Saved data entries
┌──
PR #1126, opened 2026-07-09
DAH-2380 - Resolve default template digests from Docker Hub in validator

fortunelucky777:
## Describe your changes

- Add a stateless `fetch_default_image_digests()` that builds a fresh `repo:tag → sha256` snapshot from Docker Hub at each job-cycle start (token GET + manifest **HEAD** with the manifest-list accept header, so the digest matches `docker pull` RepoDigests on amd64 and the requests are exempt from Docker Hub pull rate limits).
- The image list comes from the backend via shared config: `SharedConfig.default_docker_images` carries the backend's `DOCKER_IMAGES` entries verbatim, and the validator **derives the `repo:tag` refs locally** from the `image`/`tag` keys (no hardcoded copy, no backend-derived refs field). Malformed entries are skipped, fail-open.
- The snapshot is threaded through the existing `rented_data`-style parameter rails into `ContextConfig`; `CachedTemplateVerificationCheck` compares the executor's local `RepoDigest` against it instead of `docker_image_digest` on the backend response.
- Fail-open by design: a ref whose fetch fails this cycle is absent from the snapshot, so the check skips rather than zeroing an honest miner on a re-pushed tag or a Docker Hub outage.
- Unit tests for ref derivation, digest fetch, snapshot fail-open, and updated cached-template verification tests.

[DAH-2380 - Validator fetches default template digests from Docker Hub](https://app.notion.com/p/Validator-fetches-default-template-digests-from-Docker-Hub-398b8bfdbde98165a783e641bdc0f227)

- [x] I wrote tests.
- [x] Need to take care of performance? (per-cycle: one HEAD per default image, ~2 refs)

## Other PRs (rollout ordering)

1. **lium-core#5** — adds `SharedConfig.default_docker_images` (v0.1.6, must be released to PyPI first).
2. **lium-io-backend#754** — publishes `default_docker_images` on `/v1/shared-config` and stops serving per-template digests.
3. This PR — after 0.1.6 is on PyPI, regen the lockfile here to pin it; deploy backend + validator together.

## Test plan

- [x] Full validator suite: 999 passed, 8 skipped
- [x] `uvx ruff@0.5.1` clean on changed files
- [ ] Deploy validator + backend together; confirm `recommended_image_digest_match` still populates on a node with the recommended image pre-pulled

### DIFF
--- a/neurons/validators/src/core/validator.py
+++ b/neurons/validators/src/core/validator.py
@@ -74,10 +74,6 @@ class Validator:
             keypair=keypair,
         )
         self.default_docker_image_digest_service = get_default_docker_image_digest_service()
-        # Retain the task ref so the background refresh loop isn't garbage-collected mid-run.
-        self._digest_refresh_task = asyncio.create_task(
-            self.default_docker_image_digest_service.run_refresh_loop()
-        )
 
         port_tester = PortTester()
         runner = ContainerRunner()
@@ -220,6 +216,19 @@ class Validator:
             if current_block - self.last_job_run_blocks >= settings.BLOCKS_FOR_JOB:
                 job_block = (current_block // settings.BLOCKS_FOR_JOB) * settings.BLOCKS_FOR_JOB
                 job_batch_id = await self.subtensor_client.get_time_from_block(job_block)
+
+                # DAH-2380: refresh default cache-template digests from Docker Hub at the
+                # start of each job cycle, so verification compares executors against the
+                # current tags. Fail-open — a Docker Hub hiccup must never block the cycle.
+                try:
+                    await self.default_docker_image_digest_service.refresh()
+                except Exception as exc:
+                    logger.error(
+                        _m(
+                            "[sync] default docker image digest refresh failed; using last cache",
+                            extra=get_extra_info({**self.default_extra, "error": str(exc)}),
+                        ),
+                    )
 
                 # Fetch all rented executors from backend API
                 rented_executors = await self.backend_client.get_all_rented_executors()
--- a/neurons/validators/src/core/validator.py
+++ b/neurons/validators/src/core/validator.py
@@ -3,35 +3,34 @@ import json
 import os
 import time
 
-from payload_models.payloads import MinerJobRequestPayload
 from clients.backend_client import BackendClient
-
-from core.config import settings
+from clients.subtensor_client import SubtensorClient
 from incentive.eligibility import is_missing_discord_after_cutoff
 from incentive.factory import IncentiveFactory
 from incentive.rental_price import precompute_all_estimates
-from core.utils import _m, get_extra_info, get_logger
-from clients.subtensor_client import SubtensorClient
+from payload_models.payloads import MinerJobRequestPayload
+from services.attestation_service import AttestationService
+from services.collateral_contract_service import CollateralContractService
+from services.default_docker_image_digest_service import get_default_docker_image_digest_service
 from services.docker_service import DockerService
 from services.executor_connectivity.container_runner import ContainerRunner
 from services.executor_connectivity.dind_probe import DindProbe, DindVerifier
+from services.executor_connectivity.orchestrator import ConnectivityOrchestrator
 from services.executor_connectivity.port_probe import PortProbe
 from services.executor_connectivity.port_selector import PortSelector
 from services.executor_connectivity.port_tester import PortTester
 from services.executor_connectivity.port_verifiers import BatchVerifier, FallbackVerifier
-from services.executor_connectivity.orchestrator import ConnectivityOrchestrator
 from services.executor_connectivity_service import ExecutorConnectivityService
 from services.file_encrypt_service import FileEncryptService
+from services.matrix_validation_service import ValidationService
 from services.miner_service import MinerService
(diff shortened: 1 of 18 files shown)


neurons/validators/src/services/const.py
```diff
@@ -272,3 +272,10 @@
         },
     }
 }
+
+# Default cache-template images whose digests the validator pre-fetches from Docker Hub
+# (DAH-2380). Keep in sync with lium-io-backend `DOCKER_IMAGES`.
+DEFAULT_DOCKER_IMAGE_REFS: tuple[str, ...] = (
```
arhangel66: You will have to keep it synced. Once a new template is created in the backend, you'll need to update it here as well, right?

We already have a shared constant to share values like this between projects.

Please use it, or at least create a backlog task to do so.

arhangel66 (approved):
Approved, but please read the comment

neurons/validators/src/services/default_docker_image_digest_service.py
```diff
@@ -0,0 +1,125 @@
...
+        updated: dict[str, str] = {}
+        timeout = aiohttp.ClientTimeout(total=30)
+        async with aiohttp.ClientSession(timeout=timeout) as session:
+            for image_ref in self._image_refs:
+                digest = await fetch_registry_digest(session, image_ref)
+                if digest:
+                    updated[image_ref] = digest
+
+        async with self._lock:
+            self._digests.update(updated)
```
taiberium: **Critical:** partial refresh keeps the last digest when a fetch fails (`update` merges only successes). After the cutoff, a stale entry vs a re-pushed tag gives a false `DIGEST_MISMATCH` and score 0. Clear failed refs instead.

neurons/validators/src/core/validator.py
```diff
@@ -74,6 +73,8 @@ async def initiate_services(self):
             base_url=settings.COMPUTE_REST_API_URL or "",
             keypair=keypair,
         )
+        self.default_docker_image_digest_service = get_default_docker_image_digest_service()
+        asyncio.create_task(self.default_docker_image_digest_service.run_refresh_loop())
```
taiberium: **NIT:** the refresh task isn't retained, so it can be garbage-collected mid-run.

```suggestion
        self._digest_refresh_task = asyncio.create_task(self.default_docker_image_digest_service.run_refresh_loop())
```

neurons/validators/src/services/const.py
taiberium: **NIT:** this must stay byte-identical to the backend `DOCKER_IMAGES`; on drift `get_digest` returns `None` and the digest check silently no-ops.

taiberium (changes requested):
Request changes. 1 Critical (stale digest cache can false-fail after cutoff), 2 NITs.

taiberium (approved):

taiberium (changes requested):
Critical comments exists

neurons/validators/src/services/const.py
fortunelucky777: I am not sure about adding more templates in the future but Fish even wants to have 1 template. But having them in shared config makes more sense.

fortunelucky777:
Pushed two follow-up commits addressing review + the shared-constant feedback:

- `0789ef53` — **fix (Critical, @taiberium):** `refresh()` now replaces the digest map wholesale so a failed Docker Hub fetch **drops** the ref (check fails open) instead of keeping a stale digest that would false-`DIGEST_MISMATCH` a re-pushed tag and zero an honest miner. Also retains the refresh task ref (NIT). + regression test.
- `c271e1d4` — **refactor (@arhangel66 / @taiberium):** the default image list is no longer a hardcoded copy in `const.py`. It's now read from `SharedConfig` (served by the backend from its `DOCKER_IMAGES`), so a new template auto-propagates without editing/restarting the validator. Bumps `lium-core>=0.1.6`.

Cross-repo (supersedes the `feat/2380-remove-backend-digest-v2` note above):
- Backend: Datura-ai/lium-io-backend#758 (draft) — serves `default_docker_image_refs` via `/v1/shared-config`.
- lium-core: `feat/validator-docker-hub-digest` adds the field (v0.1.6) — **must be released to PyPI first**, then regen lockfiles here + in backend. (Branch not yet pushed — needs write access to Datura-ai/lium-core.)

fortunelucky777:
Follow-up `a5be94c4`: moved digest fetching to **the start of each job cycle** (per reviewer discussion) instead of a time-based background loop.

- `refresh()` is now called at the top of the job-cycle branch in `sync()` (before executors are verified), so verification always compares against current Docker Hub tags for that cycle. The call is **fail-open** — wrapped so a Docker Hub hiccup logs and proceeds on the last good cache, never blocking the cycle.
- Removed `run_refresh_loop`, the retained `_digest_refresh_task`, `refresh_seconds`, and the now-unused `DEFAULT_DOCKER_IMAGE_DIGEST_REFRESH_SECONDS` setting. This makes the earlier task-retention NIT (@taiberium) moot — there's no background task anymore.
- The shared-config list resolution is unchanged (still read per refresh, i.e. per cycle now).

taiberium (approved):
└──
• Your instructions
Give back every line from the beginning of the records through the line holding "- Unit tests", exactly as it reads, and leave out the rest.

• Task answer
PR #1126, opened 2026-07-09
DAH-2380 - Resolve default template digests from Docker Hub in validator

fortunelucky777:
## Describe your changes

- Add a stateless `fetch_default_image_digests()` that builds a fresh `repo:tag → sha256` snapshot from Docker Hub at each job-cycle start (token GET + manifest **HEAD** with the manifest-list accept header, so the digest matches `docker pull` RepoDigests on amd64 and the requests are exempt from Docker Hub pull rate limits).
- The image list comes from the backend via shared config: `SharedConfig.default_docker_images` carries the backend's `DOCKER_IMAGES` entries verbatim, and the validator **derives the `repo:tag` refs locally** from the `image`/`tag` keys (no hardcoded copy, no backend-derived refs field). Malformed entries are skipped, fail-open.
- The snapshot is threaded through the existing `rented_data`-style parameter rails into `ContextConfig`; `CachedTemplateVerificationCheck` compares the executor's local `RepoDigest` against it instead of `docker_image_digest` on the backend response.
- Fail-open by design: a ref whose fetch fails this cycle is absent from the snapshot, so the check skips rather than zeroing an honest miner on a re-pushed tag or a Docker Hub outage.
- Unit tests for ref derivation, digest fetch, snapshot fail-open, and updated cached-template verification tests.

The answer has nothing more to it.